Issue #64, opened 2019-06-28
Enable CI pipeline in the apm-ci


v1v:
Let's enable the CI pipeline in the `apm-ci` instance

PR #65, opened 2019-06-28
ci(jenkins): enable jenkins multibranch pipeline

v1v:
Enable Jenkins Pipeline in http://apm-ci.elastic.co

Closes https://github.com/elastic/apm-nodejs-http-client/issues/64

## Highlights
- This particular PR is a subset of https://github.com/elastic/apm-agent-nodejs/pull/1025
- It does use docker and docker-compose to be able to select what nodejs versions are required to be tested out.

## How to test locally using the same CI setup?
- It does require `docker` and `docker-compose`.
- To test a specific nodejs version then `.ci/scripts/test.sh <NODE_VERSION>` where `<NODE_VERSION>` matches any of the current released nodejs versions. For instance: `.ci/scripts/test.sh 11`
- To generate the `junit` reports then `docker run --rm -ti -v `pwd`:/app -w /app node:12 .ci/scripts/convert_tap_to_junit.sh` and open `target/junit-test-suite-output.tap-report.xml`

## Tasks
- [x] Enable JJBB.
- [x] Enable [webhook](https://github.com/elastic/apm-nodejs-http-client/settings/hooks/120803027).
- [x] Create a vault token for the codecov service.
- [x] Enable GH service accounts.
- [x] Document what are the requirements to run this locally.


.ci/scripts/docker-test.sh
```diff
@@ -0,0 +1,15 @@
...
+id
+node --version
+npm --version
+npm install
+npm list
+
+# Let's store the test output in the target folder
+TARGET_FOLDER=target
+mkdir -p target
+nyc npm test | tee ${TARGET_FOLDER}/test-suite-output.tap || true
```
v1v: Let's fail the build as we do with the nodejs agent:
- https://github.com/elastic/apm-agent-nodejs/blob/master/.ci/scripts/docker-test.sh#L17
```suggestion
nyc npm test | tee ${TARGET_FOLDER}/test-suite-output.tap
```

.ci/.jenkins_nodejs.yml
```diff
@@ -0,0 +1,11 @@
+NODEJS_VERSION:
+  - "12"
+  - "12.0"
```
watson: While I guess it's technically going to give us more coverage, we don't currently test the http client on the `.0` versions of Node.js. So feel free to remove those from this file

kuisathaverat:
@watson If the build does not exist in Jenkins we cannot manage it, it would be isolated from the rest and could not be integrated with the rest of processes we are automated. IMHO isn't an option that it isn't in Jenkins.

.ci/.jenkins_nodejs.yml
Qard: I think the *.0 versions are mostly just an advantage with testing instrumentation is applied at the right place, but _may_ sometimes help catching use of new language features added mid-way through a version. 🤔

v1v: I've just found I resolved this particular conversation, I removed those `.0` versions, so happy to put it back if it adds any value in this particular case

.ci/.jenkins_nodejs.yml
```diff
@@ -0,0 +1,7 @@
+NODEJS_VERSION:
+  - "12"
+  - "11"
+  - "10"
+  - "8"
+  - "8.1"
```
Qard: @watson We don't need 8.1 either, do we? We just have that in the agent for async_hooks vs not, which isn't used in the http client at all, right?

.ci/Jenkinsfile
```diff
@@ -0,0 +1,96 @@
...
+  environment {
+    REPO = 'apm-nodejs-http-client'
+    BASE_DIR = "src/github.com/elastic/${env.REPO}"
+    PIPELINE_LOG_LEVEL='INFO'
+    NOTIFY_TO = credentials('notify-to')
+    JOB_GCS_BUCKET = credentials('gcs-bucket')
+    CODECOV_SECRET = "secret/apm-team/ci/${env.REPO}-codecov"
+  }
+  options {
+    timeout(time: 3, unit: 'HOURS')
```
Qard: I don't think the timeout needs to be anywhere near this high for the http client.

.ci/docker/node-container/Dockerfile
```diff
@@ -0,0 +1,19 @@
...
+RUN ( [ "${NODE_VERSION%%.*}" -le 8  ] \
+  && echo "Node.js ${NODE_VERSION} - Manual install npm" \
+  && mkdir -p /npm/node_modules \
+  && npm install npm \
+  && rm /usr/local/bin/npm \
+  && ln -s /npm/node_modules/npm/bin/npm-cli.js /usr/local/bin/npm ) || exit 0
+
+RUN ( [ "${NODE_VERSION%%.*}" -gt 8  ] \
+  && echo "Node.js ${NODE_VERSION} - upgrade npm" \
+  && npm install -g npm@latest) || exit 0
```
Qard: Reminder we're planning on dropping pre-8.x versions soon and therefore should remember to clean this up right away, if we land this first.

.ci/.jenkins_nodejs.yml
watson: I just mentioned it because we didn't already do this, so if y'all were trying to replicate our existing Travis setup, then this wasn't needed. And if we want to be economical about how many resources we spin up, then this was a place where I think we could save a little without worrying too much about it. But if we want to add all the `x.0` versions I'm of course fine with that as well.

.ci/.jenkins_nodejs.yml
watson: Nope. As I just mentioned in https://github.com/elastic/apm-nodejs-http-client/pull/65#discussion_r301010991, then I think we either should have all or none. So if we want `8.1`, then we should also include `6.0`, `10.0`, `11.0` and `12.0` - or we should just remove `8.1`.

.ci/Jenkinsfile
watson: 10 minutes should be enough. Currently our tests take less than 2 minutes

.ci/docker/node-container/Dockerfile
watson: I think this was carried over from the agent as well. We don't need to upgrade npm in any other repo than on the agent repo.

Qard: Ah, right. In that case, we should just remove the upgrade altogether, since that would more closely match the configuration of most users.

.ci/Jenkinsfile
v1v: Sure

.ci/docker/node-container/Dockerfile
v1v: Alright, I'll remove the `npm install`. In fact, this particular implementation was taken from the agent, as Thomas mentioned.

.ci/.jenkins_nodejs.yml
v1v: I'll remove `8.1` then

v1v:
All the comments have been addressed and I guess we can potentially merge this PR and iterate if required with some follow-ups. What do you think @watson  and @Qard ard?

PR #70, opened 2019-07-29
chore: drop Node.js 6.x and 11.x

Qard:
This drops Node.js 6.x from the test matrix which should be considered a breaking change and should therefore be followed by a major bump.


watson:
Let's remove Node.js 11 as well in the same go

Qard:
Done. 👍

watson:
Ups, I forgot you already had this PR open. I guess you want to close it in favor of #81, right? Sorry about that 😬

PR #75, opened 2019-08-22
ci(jenkins): avoid builds in the master worker

v1v:
## Highlights
- `master` worker could be used but causes bottlenecks in some cases.
- This will allow to use of another worker and get rid of any potential bottlenecks when the build queue is massive.


watson:
Just ignore the failing Travis test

===============

### What to do
Within the entries, find all lines holding "service" and copy each one.

### Finished exercise
- [x] Create a vault token for the codecov service.
- [x] Enable GH service accounts.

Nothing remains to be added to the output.